◆ Exercise directions:
Hunt through the entries for the word "shown" and copy each line in which it appears.

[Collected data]
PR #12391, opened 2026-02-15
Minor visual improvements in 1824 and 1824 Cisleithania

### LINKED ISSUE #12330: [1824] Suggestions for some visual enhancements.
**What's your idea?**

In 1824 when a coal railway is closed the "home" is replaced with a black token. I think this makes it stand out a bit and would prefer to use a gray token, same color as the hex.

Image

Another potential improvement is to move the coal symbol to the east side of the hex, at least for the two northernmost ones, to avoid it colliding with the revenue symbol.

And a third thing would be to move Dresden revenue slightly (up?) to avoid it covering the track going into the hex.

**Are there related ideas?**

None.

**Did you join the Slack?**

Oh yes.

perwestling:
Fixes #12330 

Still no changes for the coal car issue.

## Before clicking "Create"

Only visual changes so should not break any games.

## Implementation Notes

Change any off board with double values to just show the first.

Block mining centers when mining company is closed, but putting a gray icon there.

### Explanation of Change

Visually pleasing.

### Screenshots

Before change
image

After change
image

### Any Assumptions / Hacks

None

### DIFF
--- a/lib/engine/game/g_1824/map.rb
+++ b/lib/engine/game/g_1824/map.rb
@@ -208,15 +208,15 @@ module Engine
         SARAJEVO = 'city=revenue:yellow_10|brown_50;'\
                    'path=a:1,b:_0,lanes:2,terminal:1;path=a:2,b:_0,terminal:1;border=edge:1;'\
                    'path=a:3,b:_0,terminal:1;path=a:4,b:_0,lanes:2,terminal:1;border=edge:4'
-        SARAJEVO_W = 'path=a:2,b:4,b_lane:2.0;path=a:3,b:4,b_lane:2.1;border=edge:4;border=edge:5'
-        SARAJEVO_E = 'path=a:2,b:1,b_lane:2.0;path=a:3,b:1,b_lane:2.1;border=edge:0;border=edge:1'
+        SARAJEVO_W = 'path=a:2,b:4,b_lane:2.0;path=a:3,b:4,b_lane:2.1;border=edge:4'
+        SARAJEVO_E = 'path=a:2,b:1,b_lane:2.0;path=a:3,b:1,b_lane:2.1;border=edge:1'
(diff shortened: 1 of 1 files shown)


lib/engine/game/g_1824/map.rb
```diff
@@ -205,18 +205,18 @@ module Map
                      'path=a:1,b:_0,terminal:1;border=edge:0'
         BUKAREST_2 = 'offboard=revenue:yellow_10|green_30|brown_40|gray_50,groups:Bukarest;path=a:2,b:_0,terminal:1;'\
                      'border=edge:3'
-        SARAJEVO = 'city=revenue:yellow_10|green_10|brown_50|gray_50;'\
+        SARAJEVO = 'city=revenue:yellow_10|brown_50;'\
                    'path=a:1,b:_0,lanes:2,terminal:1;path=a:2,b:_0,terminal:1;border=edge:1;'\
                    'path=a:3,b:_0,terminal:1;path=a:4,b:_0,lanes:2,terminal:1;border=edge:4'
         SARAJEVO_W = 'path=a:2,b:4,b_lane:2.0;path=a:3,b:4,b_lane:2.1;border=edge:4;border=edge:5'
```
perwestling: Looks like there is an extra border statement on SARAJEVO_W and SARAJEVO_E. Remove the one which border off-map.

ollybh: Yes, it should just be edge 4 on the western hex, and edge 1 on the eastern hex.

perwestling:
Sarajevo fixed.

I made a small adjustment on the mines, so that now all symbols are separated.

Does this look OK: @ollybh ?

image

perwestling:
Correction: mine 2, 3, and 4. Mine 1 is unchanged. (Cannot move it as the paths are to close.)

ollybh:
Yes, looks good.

---

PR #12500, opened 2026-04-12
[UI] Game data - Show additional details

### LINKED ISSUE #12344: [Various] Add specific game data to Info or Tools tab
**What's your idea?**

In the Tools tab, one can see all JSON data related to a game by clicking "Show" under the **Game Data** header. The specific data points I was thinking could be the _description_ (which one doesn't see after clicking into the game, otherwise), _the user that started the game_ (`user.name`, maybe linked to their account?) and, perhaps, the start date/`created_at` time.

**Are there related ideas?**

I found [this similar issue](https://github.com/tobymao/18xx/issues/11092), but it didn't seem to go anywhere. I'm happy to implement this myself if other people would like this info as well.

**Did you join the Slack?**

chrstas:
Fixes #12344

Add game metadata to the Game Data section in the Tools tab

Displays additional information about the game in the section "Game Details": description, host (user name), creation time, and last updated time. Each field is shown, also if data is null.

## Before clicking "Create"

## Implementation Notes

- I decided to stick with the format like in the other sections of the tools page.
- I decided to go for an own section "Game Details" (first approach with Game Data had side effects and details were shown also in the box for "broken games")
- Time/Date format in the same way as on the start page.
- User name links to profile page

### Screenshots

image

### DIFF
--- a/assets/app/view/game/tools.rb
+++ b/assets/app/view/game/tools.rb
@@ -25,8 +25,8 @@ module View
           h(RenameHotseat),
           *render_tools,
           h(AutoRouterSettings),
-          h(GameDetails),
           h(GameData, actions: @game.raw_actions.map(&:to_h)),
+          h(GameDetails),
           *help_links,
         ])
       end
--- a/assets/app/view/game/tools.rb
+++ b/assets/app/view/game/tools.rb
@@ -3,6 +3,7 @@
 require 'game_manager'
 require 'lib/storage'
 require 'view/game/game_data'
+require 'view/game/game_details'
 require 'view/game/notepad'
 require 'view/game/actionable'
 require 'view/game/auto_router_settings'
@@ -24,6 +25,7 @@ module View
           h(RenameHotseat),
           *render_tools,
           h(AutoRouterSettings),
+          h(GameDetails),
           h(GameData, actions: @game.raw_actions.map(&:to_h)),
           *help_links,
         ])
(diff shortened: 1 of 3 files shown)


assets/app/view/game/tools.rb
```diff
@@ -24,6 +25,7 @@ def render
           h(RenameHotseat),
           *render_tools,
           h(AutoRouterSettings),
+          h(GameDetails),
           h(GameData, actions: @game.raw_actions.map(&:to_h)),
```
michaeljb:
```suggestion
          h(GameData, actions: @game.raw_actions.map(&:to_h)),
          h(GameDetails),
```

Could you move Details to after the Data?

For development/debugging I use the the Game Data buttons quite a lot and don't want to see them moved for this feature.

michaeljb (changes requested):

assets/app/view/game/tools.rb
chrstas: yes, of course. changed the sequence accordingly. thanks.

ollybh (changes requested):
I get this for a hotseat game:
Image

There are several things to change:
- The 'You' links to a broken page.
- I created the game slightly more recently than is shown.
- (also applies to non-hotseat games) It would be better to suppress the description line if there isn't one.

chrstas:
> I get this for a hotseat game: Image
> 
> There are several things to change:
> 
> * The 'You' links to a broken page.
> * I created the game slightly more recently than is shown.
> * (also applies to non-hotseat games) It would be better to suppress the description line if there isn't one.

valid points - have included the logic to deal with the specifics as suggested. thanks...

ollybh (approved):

◆ The completed task:
(diff shortened: 1 of 1 files shown)
Displays additional information about the game in the section "Game Details": description, host (user name), creation time, and last updated time. Each field is shown, also if data is null.
- I decided to go for an own section "Game Details" (first approach with Game Data had side effects and details were shown also in the box for "broken games")
(diff shortened: 1 of 3 files shown)
- I created the game slightly more recently than is shown.
> * I created the game slightly more recently than is shown.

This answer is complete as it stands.